* _YOUR ASSIGNMENT_: Below are the records; they must be reproduced verbatim.

* _EXERCISE INPUT_:
PR #903, opened 2021-03-08
voicesToParts() now preserves Instruments

### LINKED ISSUE #902: Attribute 'Instrument' of a two-voices part is lost when applying Stream.voicesToParts() method
Version of music21:  6.5.0
Good morning! Here martín from DIDONE project. First of all, thanks a lot for creating this library and keeping the support and improvements. I just installed the new 6.7 version but i doesn't seem to have solved my problem, so here I open an issue in case is useful for anyone:

**Problem summary**
Attribute 'Instrument' of a two-voices part is lost when applying Stream.voicesToParts() method. When having a Stream that defines two voices (in this case two wind insturments), I wanna use this method to split them in two andoperate with them separatedly. 
The point is that BEFORE the method I can run part.getInstrument() and get something like '<music21.instrument.Instrument 'P1: Oboi: SmartMusic SoftSynth 1'>' . But, after the method is called, this information is lost and the new parts that correspond to the previous don't have this attrubute, so if you call part.getInstrument() you just get an empty string. Therefore, afterwards I have no way to identify the type of the instrument.

**Steps to reproduce**

My code to separate the voices goes like follows:

            if has_voices:
                parts_splited = part.voicesToParts().elements
                num_measure = 0
                for measure in part.elements: #add missing information to both parts (dynamics, text annotations, etc are missing)
                    if isinstance(measure, stream.Measure) and any(not isinstance(e, stream.Voice) for e in measure.elements):
                        not_voices_elements = [e for e in measure.elements if not isinstance(e, stream.Voice)] #elements such as clefs, dynamics, text annotations...
                        for p in parts_splited:
                            p.elements[num_measure].elements += tuple(e for e in not_voices_elements if e not in p.elements[num_measure].elements)
              

And it works just fine. I just would like to call later parts_splited[0].getInstrument() to identify it.
I have come with 'kind of a ' workaround in the source code, but I think I needs expert hands on it. In the definition of the method (file __init__.py of stream class), I just added this line to get all the information of the original part to the subparts:

        for i in range(partCount):
            p = Part()
            # p.elements = self.elements #
            s.insert(0, p)

in lines 10402-10404. It does preserve the info, however some aspects of the object now chenged (looking at my code, the first elements of p.elements is not longer a measure but a instrument, so the iteration just doesen't work) and therefore I didnt wanted to go on with it yet not to rewriter all the code without knowing if its agood idea to make this change in the source code or not.

In any case, I just wanted to let you know about this issue in the method and hope it works to help to improve the library.

Hope to hear from you soon. 

Kind regards.

jacobtylerwalls:
Fixes #902 

Depends on the Instrument being at the level containing the Measure (such as Part), which is the standard.

Continues to use `mergeElements` like the rest of the routine -- which will create shallow references, so the same `Instrument` will be in both parts in the resulting score. But it appears that is how the rest of the routine works today.

### DIFF
--- a/documentation/source/usersGuide/usersGuide_12_music21object.ipynb
+++ b/documentation/source/usersGuide/usersGuide_12_music21object.ipynb
@@ -850,7 +850,7 @@
    "cell_type": "markdown",
    "metadata": {},
    "source": [
-    "A `Music21Object` that is inside one or more Streams should be able to get its most recently stream via its `.activeSite` attribute.  We've put `n` in `s`, which is called (now incorrectly) `'empty stream'`, so n's `.activeSite` should be `s`."
+    "A `Music21Object` that is inside one or more Streams should be able to get its most recently referenced stream via its `.activeSite` attribute.  We've put `n` in `s`, which is called (now incorrectly) `'empty stream'`, so n's `.activeSite` should be `s`."
    ]
   },
   {
--- a/music21/stream/base.py
+++ b/music21/stream/base.py
@@ -10608,6 +10608,7 @@ class Stream(core.StreamCoreMixin, base.Music21Object):
         >>> ce = c.voicesToParts()
         >>> ce.show('t')
         {0.0} <music21.stream.Part Piano-v0>
+            {0.0} <music21.instrument.Instrument 'P1: Piano: '>
             {0.0} <music21.stream.Measure 1 offset=0.0>
                 {0.0} <music21.clef.TrebleClef>
                 {0.0} <music21.key.Key of D major>
@@ -10623,6 +10624,7 @@ class Stream(core.StreamCoreMixin, base.Music21Object):
                 {0.0} <music21.note.Rest rest>
                 {4.0} <music21.bar.Barline type=final>
         {0.0} <music21.stream.Part Piano-v1>
+            {0.0} <music21.instrument.Instrument 'P1: Piano: '>
             {0.0} <music21.stream.Measure 1 offset=0.0>
                 {0.0} <music21.clef.BassClef>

* _TASK OUTPUT_:
PR #903, opened 2021-03-08
voicesToParts() now preserves Instruments

### LINKED ISSUE #902: Attribute 'Instrument' of a two-voices part is lost when applying Stream.voicesToParts() method
Version of music21:  6.5.0
Good morning! Here martín from DIDONE project. First of all, thanks a lot for creating this library and keeping the support and improvements. I just installed the new 6.7 version but i doesn't seem to have solved my problem, so here I open an issue in case is useful for anyone:

**Problem summary**
Attribute 'Instrument' of a two-voices part is lost when applying Stream.voicesToParts() method. When having a Stream that defines two voices (in this case two wind insturments), I wanna use this method to split them in two andoperate with them separatedly. 
The point is that BEFORE the method I can run part.getInstrument() and get something like '<music21.instrument.Instrument 'P1: Oboi: SmartMusic SoftSynth 1'>' . But, after the method is called, this information is lost and the new parts that correspond to the previous don't have this attrubute, so if you call part.getInstrument() you just get an empty string. Therefore, afterwards I have no way to identify the type of the instrument.

**Steps to reproduce**

My code to separate the voices goes like follows:

            if has_voices:
                parts_splited = part.voicesToParts().elements
                num_measure = 0
                for measure in part.elements: #add missing information to both parts (dynamics, text annotations, etc are missing)
                    if isinstance(measure, stream.Measure) and any(not isinstance(e, stream.Voice) for e in measure.elements):
                        not_voices_elements = [e for e in measure.elements if not isinstance(e, stream.Voice)] #elements such as clefs, dynamics, text annotations...
                        for p in parts_splited:
                            p.elements[num_measure].elements += tuple(e for e in not_voices_elements if e not in p.elements[num_measure].elements)
              

And it works just fine. I just would like to call later parts_splited[0].getInstrument() to identify it.
I have come with 'kind of a ' workaround in the source code, but I think I needs expert hands on it. In the definition of the method (file __init__.py of stream class), I just added this line to get all the information of the original part to the subparts:

        for i in range(partCount):
            p = Part()
            # p.elements = self.elements #
            s.insert(0, p)

in lines 10402-10404. It does preserve the info, however some aspects of the object now chenged (looking at my code, the first elements of p.elements is not longer a measure but a instrument, so the iteration just doesen't work) and therefore I didnt wanted to go on with it yet not to rewriter all the code without knowing if its agood idea to make this change in the source code or not.

In any case, I just wanted to let you know about this issue in the method and hope it works to help to improve the library.

Hope to hear from you soon. 

Kind regards.

jacobtylerwalls:
Fixes #902 

Depends on the Instrument being at the level containing the Measure (such as Part), which is the standard.

Continues to use `mergeElements` like the rest of the routine -- which will create shallow references, so the same `Instrument` will be in both parts in the resulting score. But it appears that is how the rest of the routine works today.

### DIFF
--- a/documentation/source/usersGuide/usersGuide_12_music21object.ipynb
+++ b/documentation/source/usersGuide/usersGuide_12_music21object.ipynb
@@ -850,7 +850,7 @@
    "cell_type": "markdown",
    "metadata": {},
    "source": [
-    "A `Music21Object` that is inside one or more Streams should be able to get its most recently stream via its `.activeSite` attribute.  We've put `n` in `s`, which is called (now incorrectly) `'empty stream'`, so n's `.activeSite` should be `s`."
+    "A `Music21Object` that is inside one or more Streams should be able to get its most recently referenced stream via its `.activeSite` attribute.  We've put `n` in `s`, which is called (now incorrectly) `'empty stream'`, so n's `.activeSite` should be `s`."
    ]
   },
   {
--- a/music21/stream/base.py
+++ b/music21/stream/base.py
@@ -10608,6 +10608,7 @@ class Stream(core.StreamCoreMixin, base.Music21Object):
         >>> ce = c.voicesToParts()
         >>> ce.show('t')
         {0.0} <music21.stream.Part Piano-v0>
+            {0.0} <music21.instrument.Instrument 'P1: Piano: '>
             {0.0} <music21.stream.Measure 1 offset=0.0>
                 {0.0} <music21.clef.TrebleClef>
                 {0.0} <music21.key.Key of D major>
@@ -10623,6 +10624,7 @@ class Stream(core.StreamCoreMixin, base.Music21Object):
                 {0.0} <music21.note.Rest rest>
                 {4.0} <music21.bar.Barline type=final>
         {0.0} <music21.stream.Part Piano-v1>
+            {0.0} <music21.instrument.Instrument 'P1: Piano: '>
             {0.0} <music21.stream.Measure 1 offset=0.0>
                 {0.0} <music21.clef.BassClef>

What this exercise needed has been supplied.